Saturday, February 04, 2006

Disaster recovery testing

Disaster recovery, business continuity and resilience are often confused.

To many companies the term business continuity relates to the ability of the organization to continue functioning following a major problem. Disaster recovery usually refers to the IT side of business continuity; to cope with a major problem affecting IT systems, covering both the data centre and the desktop. Resilience (also used mainly as an IT term) tends to refer to the ability to recover from a problem on the main site of the company, such as ensuring server machines have dual power supplies.

This therefore means that resilience can form a part of disaster recovery which in turn forms the IT part of business continuity. All companies needs a combination of the 3 areas above to be able to survive whatever is thrown at it.

Resilience in IT terms includes:

  • Dual power supplies for critical computers
  • Uninterruptible Power Supplies (UPS) for critical systems and network equipment
  • RAID or mirrored (which is also a type of RAID) disks to preserve important data
  • Clustered servers

Resilience goes further than just ensuring that IT equipment is protected (to a degree). It can also be applied to the wider areas of the company, for example, ensuring that more than one telephone supply company is used, multiple electricity suppliers provide the necessary power and that multiple ISPs (Internet Service Providers) are used. Each of these actions reduces (but does not eliminate) any risk to the business.

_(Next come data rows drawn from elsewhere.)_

PR #978, opened 2024-02-08
Stop keypad button clicks from removing focus from the input

nishasy:
## Summary:

Currently in the math input component, if a user has focus on the input field and then clicks
a keypad button, it shifts focus to the button before re-focusing on the input field. This
creates a jarring effect with the focus outline, and it causes the screen reader to read out the
full input value on every single click without reading the button key at all. I think it also sometimes
causes the screen reader to falsely start reading "popover closed" before getting interrupted.

To fix this, I'm adding `e.preventDefault()` on mouse down to the keypad buttons. This will
stop them from stealing focus from the input.

In this PR:
- Updated WB Clickable version in Perseus to support onMouseDown
- Added `e.preventDefault()` to the keypad buttons to stop them from stealing focus from the input

Issue: https://khanacademy.atlassian.net/browse/LC-1370

## Test plan:

Storybook
- Go to http://localhost:6006/iframe.html?id=perseus-components-math-input--default-with-basic-button-set&viewMode=story
- Open the math keypad
- Click on the keypad buttons with the cursor
- Confirm that focus didn't shift back and forth between the button and the input field
- Confirm that the button that was pressed is read out by the screen reader

### Before

Demo:
1. using keyboard to type
2. then using mouse to click keypad buttons

https://github.com/Khan/perseus/assets/13231763/c3313e5a-08fc-45dc-b942-2cd63f5a7b48

### After

Demo:
1. using keyboard to type
2. then using mouse to click keypad buttons

https://github.com/Khan/perseus/assets/13231763/4d918692-ebaa-4ca1-8ea0-231f17539f02


packages/perseus/src/components/math-input.tsx
```diff
@@ -75,6 +75,11 @@ type State = {
     keypadOpen: boolean;
     cursorContext: typeof CursorContext[keyof typeof CursorContext];
     openedWithEventType?: string;
+    // [count, label]
+    // count is just used to trigger a re-render when the label changes,
+    // even if the label is the same as the previous value.
+    // label is the last character typed.
+    lastChar: Array<number | string>;
```
benchristel, line 82: Why do we want to be able to explicitly trigger a re-render? If the intention is to get screenreaders to announce aria-live contents, I'm not sure this will always work. I think React will diff the new label string with its memory of the previous render, see that nothing changed, and skip updating the DOM.

If you're finding that this does actually work with a screenreader, I'd like to understand why it works.

If we decide to keep both the count and the label, could they both be top-level state properties? I.e.

```suggestion
    // count is just used to trigger a re-render
    count: number;
    // used in a role="alert" element to provide feedback as the user types
    lastCharacterTyped: string;
```

I feel like that's simpler, and more likely to be what future readers of this code will expect to see. (It's closer to what I expected, anyway).

nishasy: Ah, you're absolutely right. I was taking inspiration from this [screen reader alert component](https://github.com/Khan/webapp/blob/42a81b6872bc37c002af67107b903fbdd60bad07/services/static/javascript/python-coding/screen-reader-alert.tsx), but I totally missed the `key` prop. I'll update it now!

packages/perseus/src/components/math-input.tsx
```diff
@@ -236,10 +243,22 @@ class MathInput extends React.Component<Props, State> {
     // input is still focused
     blur: () => void = () => this.setState({focused: false});
 
-    handleKeypadPress: (key: Keys, e: any) => void = (key, e) => {
+    handleKeypadPress: (key: Keys, label: string, e: any) => void = (
```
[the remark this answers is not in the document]
nishasy: I believe I still need that so that the focus goes back to the input on the first keypad click. Otherwise it remains on the "open keypad" button.

nishasy:
Note: I don't think I can land this until Feb 22nd because of the level access manual testing period. I think landing this would block people from being able to deploy perseus.

nishasy:
I think I'm going to go back and simplify this PR so it doesn't include the key press read-aloud, since it was out of scope and I'm not even sure it's good/accessible anyway

nedredmond (approved):
Finally! Let's merge it!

All the work employed to ensure resilience, disaster recovery and business continuity is wasted if everything is not tested correctly. Testing must be performed based on risks to the business, as these are the only types of risk that really matter. Although the items above concentrate on the IT aspects of any organisation, it is the business side that matters but there are few businesses today that would continue to exist without their computers and systems.